[Saved data entries]
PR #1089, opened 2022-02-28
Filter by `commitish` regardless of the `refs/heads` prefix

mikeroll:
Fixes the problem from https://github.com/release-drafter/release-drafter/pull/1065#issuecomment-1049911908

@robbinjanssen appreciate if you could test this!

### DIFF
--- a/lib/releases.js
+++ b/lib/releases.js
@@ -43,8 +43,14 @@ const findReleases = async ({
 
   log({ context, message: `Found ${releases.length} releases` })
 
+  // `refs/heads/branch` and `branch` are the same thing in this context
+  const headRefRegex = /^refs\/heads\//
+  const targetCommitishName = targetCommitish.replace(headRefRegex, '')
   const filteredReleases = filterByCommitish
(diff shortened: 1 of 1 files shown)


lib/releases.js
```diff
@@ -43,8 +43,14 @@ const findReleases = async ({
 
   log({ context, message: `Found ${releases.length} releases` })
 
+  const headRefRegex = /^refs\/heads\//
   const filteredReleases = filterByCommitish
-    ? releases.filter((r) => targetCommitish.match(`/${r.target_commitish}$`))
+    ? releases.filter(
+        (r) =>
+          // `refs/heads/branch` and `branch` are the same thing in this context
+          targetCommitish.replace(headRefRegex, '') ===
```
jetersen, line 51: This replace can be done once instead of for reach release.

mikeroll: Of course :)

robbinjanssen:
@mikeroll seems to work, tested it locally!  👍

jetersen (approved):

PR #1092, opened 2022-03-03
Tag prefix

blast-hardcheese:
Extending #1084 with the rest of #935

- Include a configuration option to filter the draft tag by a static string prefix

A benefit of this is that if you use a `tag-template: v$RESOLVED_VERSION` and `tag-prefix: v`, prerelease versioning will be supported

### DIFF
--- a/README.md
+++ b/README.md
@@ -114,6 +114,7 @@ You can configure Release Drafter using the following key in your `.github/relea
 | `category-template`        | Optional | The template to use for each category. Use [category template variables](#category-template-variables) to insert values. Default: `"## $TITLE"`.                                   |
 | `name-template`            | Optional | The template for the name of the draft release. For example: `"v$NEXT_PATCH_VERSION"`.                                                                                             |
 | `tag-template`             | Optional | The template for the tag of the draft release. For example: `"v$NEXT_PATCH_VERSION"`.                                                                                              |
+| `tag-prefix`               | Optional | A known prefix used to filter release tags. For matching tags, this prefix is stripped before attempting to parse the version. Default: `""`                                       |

• Task to complete
Give back the entries exactly. Omit none of them.

• Response to this task
PR #1089, opened 2022-02-28
Filter by `commitish` regardless of the `refs/heads` prefix

mikeroll:
Fixes the problem from https://github.com/release-drafter/release-drafter/pull/1065#issuecomment-1049911908

@robbinjanssen appreciate if you could test this!

### DIFF
--- a/lib/releases.js
+++ b/lib/releases.js
@@ -43,8 +43,14 @@ const findReleases = async ({
 
   log({ context, message: `Found ${releases.length} releases` })
 
+  // `refs/heads/branch` and `branch` are the same thing in this context
+  const headRefRegex = /^refs\/heads\//
+  const targetCommitishName = targetCommitish.replace(headRefRegex, '')
   const filteredReleases = filterByCommitish
(diff shortened: 1 of 1 files shown)


lib/releases.js
```diff
@@ -43,8 +43,14 @@ const findReleases = async ({
 
   log({ context, message: `Found ${releases.length} releases` })
 
+  const headRefRegex = /^refs\/heads\//
   const filteredReleases = filterByCommitish
-    ? releases.filter((r) => targetCommitish.match(`/${r.target_commitish}$`))
+    ? releases.filter(
+        (r) =>
+          // `refs/heads/branch` and `branch` are the same thing in this context
+          targetCommitish.replace(headRefRegex, '') ===
```
jetersen, line 51: This replace can be done once instead of for reach release.

mikeroll: Of course :)

robbinjanssen:
@mikeroll seems to work, tested it locally!  👍

jetersen (approved):

PR #1092, opened 2022-03-03
Tag prefix

blast-hardcheese:
Extending #1084 with the rest of #935

- Include a configuration option to filter the draft tag by a static string prefix

A benefit of this is that if you use a `tag-template: v$RESOLVED_VERSION` and `tag-prefix: v`, prerelease versioning will be supported

### DIFF
--- a/README.md
+++ b/README.md
@@ -114,6 +114,7 @@ You can configure Release Drafter using the following key in your `.github/relea
 | `category-template`        | Optional | The template to use for each category. Use [category template variables](#category-template-variables) to insert values. Default: `"## $TITLE"`.                                   |
 | `name-template`            | Optional | The template for the name of the draft release. For example: `"v$NEXT_PATCH_VERSION"`.                                                                                             |
 | `tag-template`             | Optional | The template for the tag of the draft release. For example: `"v$NEXT_PATCH_VERSION"`.                                                                                              |
+| `tag-prefix`               | Optional | A known prefix used to filter release tags. For matching tags, this prefix is stripped before attempting to parse the version. Default: `""`                                       |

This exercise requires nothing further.